Tell us about the bagels of New York.


----------



## Isla Verde (Oct 19, 2011)

Longford said:


> Safe journey, Isla Verde. Enjoy the change in environments! It'll be interesting to read some of your comments when you get back.


Thanks, Longford. I'll enjoy getting away for awhile from all the political nonsense that's been going on in Mexico City. While I'm gone, I'm going to forget about my diet and stuff myself with bagels, Chinatown Chinese food and lots of home-cooking courtesy of the friends I´ll be staying with. I'm also planning to make a pilgrimage to the new National September 11 Memorial & Museum in Lower Manhattan.


----------



## citlali (Mar 4, 2013)

Have a great trip!


----------



## RVGRINGO (May 16, 2007)

Do have a Philly Cheese Steak for me. My coronary arteries are wide open again.  Well, except for one.


----------



## Isla Verde (Oct 19, 2011)

RVGRINGO said:


> Do have a Philly Cheese Steak for me. My coronary arteries are wide open again.  Well, except for one.

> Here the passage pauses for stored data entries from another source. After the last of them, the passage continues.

PR #1654, opened 2021-07-10
feat: allow json messages from focus

wernf:
This patch allows participants to receive json messages from the focus user. This is a dependency of the breakout rooms feature. See [this](https://github.com/jitsi/jitsi-meet/pull/9131) jitsi-meet pull request.

### DIFF
--- a/JitsiConferenceEventManager.js
+++ b/JitsiConferenceEventManager.js
@@ -413,13 +413,13 @@ JitsiConferenceEventManager.prototype.setupChatRoomListeners = function() {
 
     chatRoom.addListener(XMPPEvents.JSON_MESSAGE_RECEIVED,
         (from, payload) => {
-            const id = Strophe.getResourceFromJid(from);
-            const participant = conference.getParticipantById(id);
+            const _id = Strophe.getResourceFromJid(from);
+            const participant = conference.getParticipantById(_id);
 
-            if (participant) {
+            if (participant || _id === 'focus') {
                 conference.eventEmitter.emit(
                     JitsiConferenceEvents.ENDPOINT_MESSAGE_RECEIVED,
-                    participant, payload);
+                    participant || { _id }, payload);
             } else {
                 logger.warn(
                     'Ignored XMPPEvents.JSON_MESSAGE_RECEIVED for not existing '


JitsiConferenceEventManager.js
```diff
@@ -413,13 +413,13 @@ JitsiConferenceEventManager.prototype.setupChatRoomListeners = function() {
 
     chatRoom.addListener(XMPPEvents.JSON_MESSAGE_RECEIVED,
         (from, payload) => {
-            const id = Strophe.getResourceFromJid(from);
-            const participant = conference.getParticipantById(id);
+            const _id = Strophe.getResourceFromJid(from);
+            const participant = conference.getParticipantById(_id);
 
-            if (participant) {
+            if (participant || _id === 'focus') {
```
saghul, line 419: Do we have a better way to detect this?

wernf: This is now gone. The new NON_PARTICIPANT_MESSAGE_RECEIVED event is used instead.

modules/xmpp/ChatRoom.js
```diff
@@ -1837,7 +1841,9 @@ export default class ChatRoom extends Listenable {
             }
             eventEmitter.on(XMPPEvents.MUC_LEFT, onMucLeft);
             this.doLeave();
-        });
+        }));
+
+        return Promise.all(promises);
```
saghul, line 1846: Promise.all will resolve when the first one fails. I'd say we want Promise.allSettled here.

modules/xmpp/Lobby.js
```diff
@@ -244,14 +248,6 @@ export default class Lobby {
 
                     this.mainRoom.eventEmitter.emit(XMPPEvents.MUC_DESTROYED, reason);
                 });
-
-            // If participant retries joining shared password while waiting in the lobby
```
saghul, line 248: Why is this no longer needed?

modules/xmpp/Lobby.js
```diff
@@ -307,7 +315,7 @@ export default class Lobby {
         if (memberRoomJid) {
             const jid = this.lobbyRoom.members[memberRoomJid].jid;
             const msgToSend
-                = $msg({ to: this.mainRoom.roomjid })
+                = $msg({ to: this.getMainRoomJidFromRoomJid(this.mainRoom.roomjid) })
```
saghul, line 318: So, what are we doing here? Requesting access to a breakout rooom which has the lobby enabled through the main room?

saghul (commented):
Left a couple of comments, I like how small this change feels here.

modules/xmpp/ChatRoom.js
saghul: Let's leave it as-is for now.

saghul:
Finally back at this. I rebased and force-pushed.

PR #1662, opened 2021-07-27
fix issuer documentation

lfuelling:
Hi,

it seems like the default value of `asap_accepted_issuers` and/or `asap_accepted_audiences` is no longer `{ "*" }`.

I promise! You know, I think there are companies that will send Philly cheese steaks through the mail, but I doubt they deliver to Mexico.


----------



## Isla Verde (Oct 19, 2011)

citlali said:


> Have a great trip!


Thanks!


----------



## Isla Verde (Oct 19, 2011)

joaquinx said:


> Tell us about the bagels of New York.


Maybe I should start a Bagel Blog.


----------



## Hound Dog (Jan 18, 2009)

_


Isla Verde said:



Thanks, Longford. I'll enjoy getting away for awhile from all the political nonsense that's been going on in Mexico City. While I'm gone, I'm going to forget about my diet and stuff myself with bagels, Chinatown Chinese food and lots of home-cooking courtesy of the friends I´ll be staying with. I'm also planning to make a pilgrimage to the new National September 11 Memorial & Museum in Lower Manhattan.

Click to expand...

_Have a nice trip, Isla. As long as you are going to the Eastern Seaboard from DF, perhaps you can stop off in Alabama on your way and pick me up some well-larded pork butt and hickory chips so I can enjoy a traditional BBQ pork ("poke") sammich again after all those years in California and Mexico. Some cheese grits and a case of RC Cola would also be nice. I can´t go there myself as I still have too many cousins I don´t want to encounter ever again.


----------



## Isla Verde (Oct 19, 2011)

Hound Dog said:


> Have a nice trip, Isla. As long as you are going to the Eastern Seaboard from DF, perhaps you can stop off in Alabama on your way and pick me up some well-larded pork butt and hickory chips so I can enjoy a traditional BBQ pork ("poke") sammich again after all those years in California and Mexico. Some cheese grits and a case of RC Cola would also be nice. I can´t go there myself as I still have too many cousins I don´t want to encounter ever again.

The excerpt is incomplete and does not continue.